(Collected data)
#####

PR #4806, opened 2026-06-22
Remove ProctorTrack default from MITx Residential

feoh:
N/A — follow-up from Rootly/Sentry alert investigation for MITx Residential production.

MITx Residential (`mitx` / `mitx-staging`) does not use ProctorTrack, but the generated Open edX secrets defaulted every non-xPRO deployment to `proctortrack` even when no ProctorTrack URL was configured.

This changes the generated `PROCTORING_BACKENDS` so ProctorTrack is only used as the default when a deployment explicitly configures a `proctortrack_url`. Residential deployments without that URL now default to the `null` proctoring backend, while deployments that do configure ProctorTrack continue to generate the ProctorTrack backend and credentials template.

### How can this be tested?
- `uv run pytest tests/ol_infrastructure/applications/edxapp/test_secrets_builder.py`
- `uv run mypy src/ol_infrastructure/applications/edxapp/secrets_builder.py tests/ol_infrastructure/applications/edxapp/test_secrets_builder.py`
- `EDXAPP_DOCKER_IMAGE_DIGEST=sha256:fd0e1539e018e1b172003cf7ef9061ec169d328cf7b4e4b0216b5f30cfc3333c pulumi preview --stack mitx.Production --diff` from `src/ol_infrastructure/applications/edxapp`
  - Expected diff includes `PROCTORING_BACKENDS.DEFAULT: proctortrack -> null` in `10-general-secrets-yaml`.
  - No resource deletes or replacements were planned for `mitx.Production`.

### Additional Context
`uv run pre-commit run --all-files` was attempted. Python formatting, ruff, mypy, YAML, shellcheck, and other relevant checks passed, but the full run failed on unrelated repository-wide hooks: missing local `packer` binary and pre-existing hadolint warnings in unchanged Dockerfiles.

### DIFF
--- a/tests/ol_infrastructure/applications/edxapp/test_secrets_builder.py
+++ b/tests/ol_infrastructure/applications/edxapp/test_secrets_builder.py
@@ -169,26 +169,27 @@ class TestBuildBaseGeneralSecretsDict:
         assert secrets["PROCTORING_BACKENDS"]["DEFAULT"] == "null"
 
     def test_proctoring_default_backend_mitx(self, mock_stack_info_mitx):
-        """Verify mitx uses proctortrack as default backend."""
+        """Verify MITx Residential uses null as default proctoring backend."""
         secrets = build_base_general_secrets_dict(
             stack_info=mock_stack_info_mitx,
             redis_hostname="redis.example.com",
             lms_domain="mitx.example.com",
         )
 
-        assert secrets["PROCTORING_BACKENDS"]["DEFAULT"] == "proctortrack"
+        assert secrets["PROCTORING_BACKENDS"]["DEFAULT"] == "null"
 
-    def test_proctortrack_url_configuration(self, mock_stack_info_mitx):
+    def test_proctortrack_url_configuration(self, mock_stack_info_mitxonline):
         """Test proctortrack URL configuration."""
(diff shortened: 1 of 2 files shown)


tests/ol_infrastructure/applications/edxapp/test_secrets_builder.py
```diff
@@ -169,26 +169,27 @@ def test_proctoring_default_backend_xpro(self, mock_stack_info_xpro):
...
-    def test_proctortrack_url_configuration(self, mock_stack_info_mitx):
+    def test_proctortrack_url_configuration(self, mock_stack_info_mitxonline):
         """Test proctortrack URL configuration."""
         proctortrack_url = "https://proctortrack.example.com"
         secrets = build_base_general_secrets_dict(
-            stack_info=mock_stack_info_mitx,
+            stack_info=mock_stack_info_mitxonline,
             redis_hostname="redis.example.com",
-            lms_domain="mitx.example.com",
+            lms_domain="mitxonline.example.com",
```
shaidar, line 187: Doesn't matter since this doesn't really resolve into anything, but not sure if it's a bit confusing having mitxonline in here

shaidar (approved):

#####

**TASK PROMPT:**
Where in the entries does the word "uses" occur? Copy out each line that has it.

**RESULT:**
-        """Verify mitx uses proctortrack as default backend."""
+        """Verify MITx Residential uses null as default proctoring backend."""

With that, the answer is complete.